◆ Problem description:
Across the data below, in how many lines does the word "that" appear? Give only the number.

[Opening Exercise material section]

PR #3709, opened 2023-04-12
[ISSUE #3653] refactored code and extracted method

### LINKED ISSUE #3653: [Enhancement] Code reuse is extracted as a method.[SendMessageRequestProtocolResolver]
### Search before asking

### Enhancement Request

image
located at:
eventmesh-protocol-plugin/eventmesh-protocol-meshmessage/src/main/java/org/apache/eventmesh/protocol/meshmessage/resolver/http/SendMessageRequestProtocolResolver.java line 67-98,101-132

image
image

dipankr:
…umber of line of duplicate code

Fixes #3653.

### Motivation

we have a few lines of duplicate code and the suggestion was to extract it to a method

### Modifications

refactored code to make it more readable and extracted a method

### Documentation

### DIFF
--- a/eventmesh-protocol-plugin/eventmesh-protocol-meshmessage/src/main/java/org/apache/eventmesh/protocol/meshmessage/resolver/http/SendMessageRequestProtocolResolver.java
+++ b/eventmesh-protocol-plugin/eventmesh-protocol-meshmessage/src/main/java/org/apache/eventmesh/protocol/meshmessage/resolver/http/SendMessageRequestProtocolResolver.java
@@ -59,81 +59,64 @@ public class SendMessageRequestProtocolResolver {
 
             String content = sendMessageRequestBody.getContent();
 
-            CloudEvent event = null;
             CloudEventBuilder cloudEventBuilder;
-            if (StringUtils.equals(SpecVersion.V1.toString(), protocolVersion)) {
-                cloudEventBuilder = CloudEventBuilder.v1();
 
-                cloudEventBuilder = cloudEventBuilder.withId(sendMessageRequestBody.getBizSeqNo())
-                    .withSubject(sendMessageRequestBody.getTopic())
-                    .withType("eventmeshmessage")
-                    .withSource(URI.create("/"))
-                    .withData(content.getBytes(StandardCharsets.UTF_8))
-                    .withExtension(ProtocolKey.REQUEST_CODE, code)
-                    .withExtension(ProtocolKey.ClientInstanceKey.ENV, env)
-                    .withExtension(ProtocolKey.ClientInstanceKey.IDC, idc)
-                    .withExtension(ProtocolKey.ClientInstanceKey.IP, ip)
-                    .withExtension(ProtocolKey.ClientInstanceKey.PID, pid)
-                    .withExtension(ProtocolKey.ClientInstanceKey.SYS, sys)
-                    .withExtension(ProtocolKey.ClientInstanceKey.USERNAME, username)
-                    .withExtension(ProtocolKey.ClientInstanceKey.PASSWD, passwd)
-                    .withExtension(ProtocolKey.VERSION, version.getVersion())
-                    .withExtension(ProtocolKey.LANGUAGE, language)
-                    .withExtension(ProtocolKey.PROTOCOL_TYPE, protocolType)
-                    .withExtension(ProtocolKey.PROTOCOL_DESC, protocolDesc)
-                    .withExtension(ProtocolKey.PROTOCOL_VERSION, protocolVersion)
-                    .withExtension(SendMessageRequestBody.BIZSEQNO, sendMessageRequestBody.getBizSeqNo())
-                    .withExtension(SendMessageRequestBody.UNIQUEID, sendMessageRequestBody.getUniqueId())
-                    .withExtension(SendMessageRequestBody.PRODUCERGROUP,
-                        sendMessageRequestBody.getProducerGroup())
-                    .withExtension(SendMessageRequestBody.TTL, sendMessageRequestBody.getTtl());
-                if (StringUtils.isNotEmpty(sendMessageRequestBody.getTag())) {
-                    cloudEventBuilder = cloudEventBuilder.withExtension(SendMessageRequestBody.TAG, sendMessageRequestBody.getTag());
-                }
-                if (sendMessageRequestBody.getExtFields() != null && sendMessageRequestBody.getExtFields().size() > 0) {
-                    for (Map.Entry<String, String> entry : sendMessageRequestBody.getExtFields().entrySet()) {
-                        cloudEventBuilder = cloudEventBuilder.withExtension(entry.getKey(), entry.getValue());
-                    }
-                }
-                event = cloudEventBuilder.build();
-            } else if (StringUtils.equals(SpecVersion.V03.toString(), protocolVersion)) {
-                cloudEventBuilder = CloudEventBuilder.v03();
-                cloudEventBuilder = cloudEventBuilder.withId(sendMessageRequestBody.getBizSeqNo())
-                    .withSubject(sendMessageRequestBody.getTopic())
-                    .withType("eventmeshmessage")
-                    .withSource(URI.create("/"))
-                    .withData(content.getBytes(StandardCharsets.UTF_8))
-                    .withExtension(ProtocolKey.REQUEST_CODE, code)
-                    .withExtension(ProtocolKey.ClientInstanceKey.ENV, env)
-                    .withExtension(ProtocolKey.ClientInstanceKey.IDC, idc)
-                    .withExtension(ProtocolKey.ClientInstanceKey.IP, ip)
-                    .withExtension(ProtocolKey.ClientInstanceKey.PID, pid)
-                    .withExtension(ProtocolKey.ClientInstanceKey.SYS, sys)
-                    .withExtension(ProtocolKey.ClientInstanceKey.USERNAME, username)
-                    .withExtension(ProtocolKey.ClientInstanceKey.PASSWD, passwd)
-                    .withExtension(ProtocolKey.VERSION, version.getVersion())
-                    .withExtension(ProtocolKey.LANGUAGE, language)
-                    .withExtension(ProtocolKey.PROTOCOL_TYPE, protocolType)
-                    .withExtension(ProtocolKey.PROTOCOL_DESC, protocolDesc)
-                    .withExtension(ProtocolKey.PROTOCOL_VERSION, protocolVersion)
-                    .withExtension(SendMessageRequestBody.BIZSEQNO, sendMessageRequestBody.getBizSeqNo())
-                    .withExtension(SendMessageRequestBody.UNIQUEID, sendMessageRequestBody.getUniqueId())
-                    .withExtension(SendMessageRequestBody.PRODUCERGROUP,
-                        sendMessageRequestBody.getProducerGroup())
-                    .withExtension(SendMessageRequestBody.TTL, sendMessageRequestBody.getTtl());
-                if (StringUtils.isNotEmpty(sendMessageRequestBody.getTag())) {
-                    cloudEventBuilder = cloudEventBuilder.withExtension(SendMessageRequestBody.TAG, sendMessageRequestBody.getTag());
-                }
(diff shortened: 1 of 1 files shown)


dipankr:
I was able to replace the if/else-if with a switch case and get rid of StringUtils.equals method because: 
in our case the comparisons are against SpecVersion.V1 / SpecVersion.V03,
which is not null 
so we do not require the case of StringUtils.equals(null, null) to be true as we never compare against null.

We can get away using a simple String comparison used in the switch().

for reference (source: apache commons lang doc):
Screenshot

eventmesh-protocol-plugin/eventmesh-protocol-meshmessage/src/main/java/org/apache/eventmesh/protocol/meshmessage/resolver/http/SendMessageRequestProtocolResolver.java
```diff
@@ -59,81 +59,64 @@ public static CloudEvent buildEvent(Header header, Body body) throws ProtocolHan
...
+            CloudEvent event = getBuilderCloudEvent(sendMessageRequestBody, protocolType, protocolDesc, protocolVersion,
+                code, env, idc, ip, pid, sys, username, passwd, version, language, content, cloudEventBuilder);
             return event;
+
         } catch (Exception e) {
             throw new ProtocolHandleException(e.getMessage(), e.getCause());
         }
     }
+
+    private static CloudEvent getBuilderCloudEvent(SendMessageRequestBody sendMessageRequestBody, String protocolType, String protocolDesc,
```
Alonexc, line 84: There are too many parameters in this method, maybe we can simplify it, I think it can be like this:
```
        private static CloudEvent getCloudBuilderEvent(SendMessageRequestBody sendMessageRequestBody,
                                                   SendMessageRequestHeader sendMessageRequestHeader,
                                                   CloudEventBuilder cloudEventBuilder) {
        final CloudEvent event;
        cloudEventBuilder = cloudEventBuilder.withId(sendMessageRequestBody.getBizSeqNo())
            .withSubject(sendMessageRequestBody.getTopic())
            .withType("eventmeshmessage")
            .withSource(URI.create("/"))
            .withData(sendMessageRequestBody.getContent().getBytes(StandardCharsets.UTF_8))
            .withExtension(ProtocolKey.REQUEST_CODE, sendMessageRequestHeader.getCode())
            .withExtension(ProtocolKey.ClientInstanceKey.ENV, sendMessageRequestHeader.getEnv())
            .withExtension(ProtocolKey.ClientInstanceKey.IDC, sendMessageRequestHeader.getIdc())
            .withExtension(ProtocolKey.ClientInstanceKey.IP, sendMessageRequestHeader.getIp())
            .withExtension(ProtocolKey.ClientInstanceKey.PID, sendMessageRequestHeader.getPid())
            .withExtension(ProtocolKey.ClientInstanceKey.SYS, sendMessageRequestHeader.getSys())
            .withExtension(ProtocolKey.ClientInstanceKey.USERNAME, sendMessageRequestHeader.getUsername())
            .withExtension(ProtocolKey.ClientInstanceKey.PASSWD, sendMessageRequestHeader.getPasswd())
            .withExtension(ProtocolKey.VERSION, sendMessageRequestHeader.getVersion().getVersion())
            .withExtension(ProtocolKey.LANGUAGE, sendMessageRequestHeader.getLanguage())
            .withExtension(ProtocolKey.PROTOCOL_TYPE, sendMessageRequestHeader.getProtocolType())
            .withExtension(ProtocolKey.PROTOCOL_DESC, sendMessageRequestHeader.getProtocolDesc())
            .withExtension(ProtocolKey.PROTOCOL_VERSION, sendMessageRequestHeader.getProtocolVersion())
            .withExtension(SendMessageRequestBody.BIZSEQNO, sendMessageRequestBody.getBizSeqNo())
            .withExtension(SendMessageRequestBody.UNIQUEID, sendMessageRequestBody.getUniqueId())
            .withExtension(SendMessageRequestBody.PRODUCERGROUP,
                sendMessageRequestBody.getProducerGroup())
            .withExtension(SendMessageRequestBody.TTL, sendMessageRequestBody.getTtl());
        if (StringUtils.isNotEmpty(sendMessageRequestBody.getTag())) {
            cloudEventBuilder = cloudEventBuilder.withExtension(SendMessageRequestBody.TAG, sendMessageRequestBody.getTag());
        }
        if (sendMessageRequestBody.getExtFields() != null && sendMessageRequestBody.getExtFields().size() > 0) {
            for (Map.Entry<String, String> entry : sendMessageRequestBody.getExtFields().entrySet()) {
                cloudEventBuilder = cloudEventBuilder.withExtension(entry.getKey(), entry.getValue());
            }
        }
        event = cloudEventBuilder.build();
        return event;
	}
```
What do you think?

dipankr: This makes a lot of sense, will update the PR

dipankr: updated the PR, please have a look
thanks

eventmesh-protocol-plugin/eventmesh-protocol-meshmessage/src/main/java/org/apache/eventmesh/protocol/meshmessage/resolver/http/SendMessageRequestProtocolResolver.java
```diff
@@ -42,98 +42,64 @@ public static CloudEvent buildEvent(Header header, Body body) throws ProtocolHan
...
+                    break;
+                case SpecVersion.V03.toString():
+                    cloudEventBuilder = CloudEventBuilder.v03();
+                    break;
+                default:
+                    return null; // unsupported protocol version
             }
+
+            CloudEvent event = getBuilderCloudEvent(sendMessageRequestHeader, sendMessageRequestBody, cloudEventBuilder);
             return event;
```
Alonexc, line 60: I think this could be done here:
```
return getBuilderCloudEvent(sendMessageRequestBody, sendMessageRequestHeader, cloudEventBuilder);
```
There is no need to use a redundant intermediate amount.

eventmesh-protocol-plugin/eventmesh-protocol-meshmessage/src/main/java/org/apache/eventmesh/protocol/meshmessage/resolver/http/SendMessageRequestProtocolResolver.java
```diff
@@ -42,98 +42,64 @@ public static CloudEvent buildEvent(Header header, Body body) throws ProtocolHan
...
+        if (StringUtils.isNotEmpty(sendMessageRequestBody.getTag())) {
+            cloudEventBuilder = cloudEventBuilder.withExtension(SendMessageRequestBody.TAG, sendMessageRequestBody.getTag());
+        }
+        if (sendMessageRequestBody.getExtFields() != null && sendMessageRequestBody.getExtFields().size() > 0) {
+            for (Map.Entry<String, String> entry : sendMessageRequestBody.getExtFields().entrySet()) {
+                cloudEventBuilder = cloudEventBuilder.withExtension(entry.getKey(), entry.getValue());
+            }
+        }
+        event = cloudEventBuilder.build();
+        return event;
```
Alonexc, line 102: Here also:
```
return cloudEventBuilder.build();
```

dipankr:
updated the PR

eventmesh-protocol-plugin/eventmesh-protocol-meshmessage/src/main/java/org/apache/eventmesh/protocol/meshmessage/resolver/http/SendMessageRequestProtocolResolver.java
dipankr: Agreed

dipankr:
Any suggestion on which approach I can take from the following :

1. Revert to using if/else-if
2. Declare 2 constants to hold the values of the versions

Thanks for the input.

Alonexc:
switch is doing string comparison, the condition of case must be a constant to work, and according to the underlying code, this class is of enum type.
image

If you want to use switch instead, I have a suggestion:
image

Use this method in the SpecVersion class.It is possible to not declare constants.
image

Please correct me if there are any errors.

dipankr:
> switch is doing string comparison, the condition of case must be a constant to work, and according to the underlying code, this class is of enum type.
> image
> 
> If you want to use switch instead, I have a suggestion:
> image
> 
> Use this method in the SpecVersion class.It is possible to not declare constants.
> image
> 
> Please correct me if there are any errors.
> 

This is perfect, updating the PRs

dipankr:
@Alonexc btw, i haven't been able to get the build right in my local. I tried debugging but haven't found the root cause yet.

Can we connect so that I can share more details on this? You can find me on slack as well. (dipanker_kr@outlook.com)

eventmesh-protocol-plugin/eventmesh-protocol-meshmessage/src/main/java/org/apache/eventmesh/protocol/meshmessage/resolver/http/SendMessageRequestProtocolResolver.java
```diff
@@ -42,98 +42,59 @@ public static CloudEvent buildEvent(Header header, Body body) throws ProtocolHan
...
-                    cloudEventBuilder = cloudEventBuilder.withExtension(SendMessageRequestBody.TAG, sendMessageRequestBody.getTag());
-                }
-                if (sendMessageRequestBody.getExtFields() != null && sendMessageRequestBody.getExtFields().size() > 0) {
-                    for (Map.Entry<String, String> entry : sendMessageRequestBody.getExtFields().entrySet()) {
-                        cloudEventBuilder = cloudEventBuilder.withExtension(entry.getKey(), entry.getValue());
-                    }
-                }
-                event = cloudEventBuilder.build();
+            switch (SpecVersion.parse(sendMessageRequestHeader.getProtocolVersion())) {
+                case SpecVersion.V1:
```
Alonexc, line 47: enum switch case label must be the unqualified name of an enumeration constant.
```
case V1:
         cloudEventBuilder = CloudEventBuilder.v1();
         break;
 case V03:
         cloudEventBuilder = CloudEventBuilder.v03();
         break;
```

dipankr: > enum switch case label must be the unqualified name of an enumeration constant.
> 
> ```
> case V1:
>          cloudEventBuilder = CloudEventBuilder.v1();
>          break;
>  case V03:
>          cloudEventBuilder = CloudEventBuilder.v03();
>          break;
> ```
right but that would mean we would be doing a static import of SpecVersion right?

Alonexc: This class is just an enumeration class, which is already used in the original code.

dipankr: thank you for the help, I had some confusion around the syntax. I could use some help setting up my local. Having build issues because of which I am not able to use a lot of IDE stuffs.

Alonexc: Enumeration types are defined in switch statements. For each case clause, the compiler simply checks for the presence of text in the enumeration, and if it is allowed to specify fully qualified class names in the case clause, then the compiler must perform a useless step.

xwm1992:
This issue #3653 has been fixed, I closed this pr.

[Closing Exercise material section]

◆ Task answer:
2